Exercise materials section start

PR #211, opened 2016-04-16
Skip button for Intro2

timobaehr:
skipbuttonintrotour-landscape
skipbuttonintrotour

### DIFF
--- a/library/src/main/java/com/github/paolorotolo/appintro/AppIntro.java
+++ b/library/src/main/java/com/github/paolorotolo/appintro/AppIntro.java
@@ -1,14 +1,9 @@
 package com.github.paolorotolo.appintro;
 
 import android.graphics.drawable.Drawable;
-import android.os.Bundle;
 import android.support.annotation.ColorInt;
 import android.support.annotation.DrawableRes;
-import android.support.annotation.NonNull;
 import android.support.annotation.Nullable;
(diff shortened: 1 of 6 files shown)


Andrew-Quebe:
Upon reviewing your code, it seems that a large amount of code has been removed from the `AppIntro` class. Any particular reason why?

library/src/main/java/com/github/paolorotolo/appintro/AppIntro.java
```diff
@@ -17,78 +12,11 @@
 public abstract class AppIntro extends AppIntroBase {
     private static final String TAG = "AppIntro";
 
-    protected boolean skipButtonEnabled = true;
```
Andrew-Quebe: starting here, why was all this removed?

timobaehr: Hi, short answer is "moved" not "removed". 

In the current master the skip button is only used inside the ```AppIntro``` but not in ```AppIntro2```. I moved the skip button code from ```AppIntro``` into the ```AppIntroBase``` class as the skip button could be part of both intro tour variants.

Andrew-Quebe: Ah, very well.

Exercise materials section end

▶ Task
Restate word for word only the lines running from the beginning of the data to the line holding "Upon reviewing your", both included.

▶ Reply to the exercise
PR #211, opened 2016-04-16
Skip button for Intro2

timobaehr:
skipbuttonintrotour-landscape
skipbuttonintrotour

### DIFF
--- a/library/src/main/java/com/github/paolorotolo/appintro/AppIntro.java
+++ b/library/src/main/java/com/github/paolorotolo/appintro/AppIntro.java
@@ -1,14 +1,9 @@
 package com.github.paolorotolo.appintro;
 
 import android.graphics.drawable.Drawable;
-import android.os.Bundle;
 import android.support.annotation.ColorInt;
 import android.support.annotation.DrawableRes;
-import android.support.annotation.NonNull;
 import android.support.annotation.Nullable;
(diff shortened: 1 of 6 files shown)


Andrew-Quebe:
Upon reviewing your code, it seems that a large amount of code has been removed from the `AppIntro` class. Any particular reason why?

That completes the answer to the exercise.